PR #1324, opened 2019-06-16
Ruth Baker Rock, Paper, Scissors

ruthmoog:
I made a game that works!  but the results page is meh so you'll have to trust me ;)
need to update the README but it's well past my bed time. 💤 

🚀 🔖  ✂️


app.rb
```diff
@@ -0,0 +1,36 @@
...
+
+class RockPaperScissors < Sinatra::Base
+  enable :sessions
+
+  get '/' do
+    erb(:index)
+  end
+
+  post '/names' do
+    session[:player_1] = params[:player_1]
```
ajosephides: Player1 either as a session variable or as an instance variable appear on a couple of the pages. Game is not initialised until the end. This means the controller has two object its is handling and in a larger application can begin to 'bloat'. 
https://blog.makersacademy.com/forget-fat-models-its-time-for-skinny-controllers-and-skinny-models-a9b84ec481b7

app.rb
```diff
@@ -0,0 +1,36 @@
...
+
+  post '/referee' do
+    @game = Game.new(params[:player_pick].downcase.to_sym)
+    p params[:player_pick]
+    session[:winner] = @game.calculate_winner
+    redirect to('/result')
+  end
+
+  get '/result' do
+    @winner = session[:winner]
```
ajosephides: Having the players and computer as instance variables on the Game object would allow for their name and move to be passed into the page and thus presented to the user.

app.rb
```diff
@@ -0,0 +1,36 @@
...
+    erb(:result)
+  end
+
+  # this will start the server automatically if the app.rb file is run in the
+  # command line with `ruby app.rb` :)
+  run! if app_file == $0
+end
```
ajosephides: Nice, easy to follow user journey through the game.

lib/game.rb
```diff
@@ -0,0 +1,31 @@
+class Game
```
ajosephides: Game appears to be handling the logic for more than one thing.
It is generating the computer's choice, it is storing the player's choice and its holding the game logic and deciding the winner. This could be broken up into different classes e.g. computer is its own class like a player

lib/game.rb
```diff
@@ -0,0 +1,31 @@
...
+      winner = "it's a draw!"
+    elsif player_1_win?
+      winner = "player wins!"
+    else
+      winner = "computer wins!"
+    end
+    winner
+  end
+
+  def player_1_win?
```
ajosephides: This is a little tricky to read as it is one function but spans across 3 lines. 
Can it be broken up? A private helper function might be of use here.

spec/features/feature_spec.rb
```diff
@@ -0,0 +1,33 @@
+# As a marketeer
+# So that I can see my name in lights
+# I would like to register my name before playing an online game
+
+# As a marketeer
+# So that I can enjoy myself away from the daily grind
+# I would like to be able to play rock/paper/scissors
+
+describe "Play an online game of Rock Paper Scissors", type: :feature do
```
ajosephides: Cool. All seems to be tested. Couple of points..
In Capybara you can use `feature` instead of `describe` and `scenario` instead of `context` all seems to work regardless but I think it shows more explicitly to the user what framework you are using.
I like how the features test individual segments of the game and then culminate in the full game.

lib/game.rb
```diff
@@ -0,0 +1,31 @@
...
+    @player_pick == :rock && @computer_pick == :scissors ||
+    @player_pick == :paper && @computer_pick == :rock ||
+    @player_pick == :scissors && @computer_pick == :paper
+  end
+
+end
+
+class Computer
```
ajosephides: I didn't see this earlier - I see computer is a separate class. This should be in a separate file and tested in isolation

spec/game_spec.rb
```diff
@@ -0,0 +1,44 @@
...
+        allow(computer).to receive(:random) { :rock }
+
+        expect(game.calculate_winner).to eq("it's a draw!")
+      end
+    end
+  end
+
+end
+
+describe Computer do
```
ajosephides: I think anything to do with Computer should be in its own unit test file.

spec/game_spec.rb
```diff
@@ -0,0 +1,44 @@
+require 'game'
+
+RSpec.describe "Game" do
+
+  context "when player selects rock" do
```
ajosephides: Because of the nature of the logic in your `winner` method I think, strictly speaking, all options should be tested. Only the user choice of `rock` is tested here. How do you know that no typos, logic error might exist if the user chose paper?

views/result.erb
```diff
@@ -0,0 +1 @@
+<h1><%= @winner %></h1>
```
ajosephides: As a user it would have been good to see the results of both competitors here so that I can truly believe the result.

app.rb
ruthmoog: 🙏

::::

Print every line of the material above exactly.

PR #1324, opened 2019-06-16
Ruth Baker Rock, Paper, Scissors

ruthmoog:
I made a game that works!  but the results page is meh so you'll have to trust me ;)
need to update the README but it's well past my bed time. 💤 

🚀 🔖  ✂️


app.rb
```diff
@@ -0,0 +1,36 @@
...
+
+class RockPaperScissors < Sinatra::Base
+  enable :sessions
+
+  get '/' do
+    erb(:index)
+  end
+
+  post '/names' do
+    session[:player_1] = params[:player_1]
```
ajosephides: Player1 either as a session variable or as an instance variable appear on a couple of the pages. Game is not initialised until the end. This means the controller has two object its is handling and in a larger application can begin to 'bloat'. 
https://blog.makersacademy.com/forget-fat-models-its-time-for-skinny-controllers-and-skinny-models-a9b84ec481b7

app.rb
```diff
@@ -0,0 +1,36 @@
...
+
+  post '/referee' do
+    @game = Game.new(params[:player_pick].downcase.to_sym)
+    p params[:player_pick]
+    session[:winner] = @game.calculate_winner
+    redirect to('/result')
+  end
+
+  get '/result' do
+    @winner = session[:winner]
```
ajosephides: Having the players and computer as instance variables on the Game object would allow for their name and move to be passed into the page and thus presented to the user.

app.rb
```diff
@@ -0,0 +1,36 @@
...
+    erb(:result)
+  end
+
+  # this will start the server automatically if the app.rb file is run in the
+  # command line with `ruby app.rb` :)
+  run! if app_file == $0
+end
```
ajosephides: Nice, easy to follow user journey through the game.

lib/game.rb
```diff
@@ -0,0 +1,31 @@
+class Game
```
ajosephides: Game appears to be handling the logic for more than one thing.
It is generating the computer's choice, it is storing the player's choice and its holding the game logic and deciding the winner. This could be broken up into different classes e.g. computer is its own class like a player

lib/game.rb
```diff
@@ -0,0 +1,31 @@
...
+      winner = "it's a draw!"
+    elsif player_1_win?
+      winner = "player wins!"
+    else
+      winner = "computer wins!"
+    end
+    winner
+  end
+
+  def player_1_win?
```
ajosephides: This is a little tricky to read as it is one function but spans across 3 lines. 
Can it be broken up? A private helper function might be of use here.

spec/features/feature_spec.rb
```diff
@@ -0,0 +1,33 @@
+# As a marketeer
+# So that I can see my name in lights
+# I would like to register my name before playing an online game
+
+# As a marketeer
+# So that I can enjoy myself away from the daily grind
+# I would like to be able to play rock/paper/scissors
+
+describe "Play an online game of Rock Paper Scissors", type: :feature do
```
ajosephides: Cool. All seems to be tested. Couple of points..
In Capybara you can use `feature` instead of `describe` and `scenario` instead of `context` all seems to work regardless but I think it shows more explicitly to the user what framework you are using.
I like how the features test individual segments of the game and then culminate in the full game.

lib/game.rb
```diff
@@ -0,0 +1,31 @@
...
+    @player_pick == :rock && @computer_pick == :scissors ||
+    @player_pick == :paper && @computer_pick == :rock ||
+    @player_pick == :scissors && @computer_pick == :paper
+  end
+
+end
+
+class Computer
```
ajosephides: I didn't see this earlier - I see computer is a separate class. This should be in a separate file and tested in isolation

spec/game_spec.rb
```diff
@@ -0,0 +1,44 @@
...
+        allow(computer).to receive(:random) { :rock }
+
+        expect(game.calculate_winner).to eq("it's a draw!")
+      end
+    end
+  end
+
+end
+
+describe Computer do
```
ajosephides: I think anything to do with Computer should be in its own unit test file.

spec/game_spec.rb
```diff
@@ -0,0 +1,44 @@
+require 'game'
+
+RSpec.describe "Game" do
+
+  context "when player selects rock" do
```
ajosephides: Because of the nature of the logic in your `winner` method I think, strictly speaking, all options should be tested. Only the user choice of `rock` is tested here. How do you know that no typos, logic error might exist if the user chose paper?

views/result.erb
```diff
@@ -0,0 +1 @@
+<h1><%= @winner %></h1>
```
ajosephides: As a user it would have been good to see the results of both competitors here so that I can truly believe the result.

app.rb
ruthmoog: 🙏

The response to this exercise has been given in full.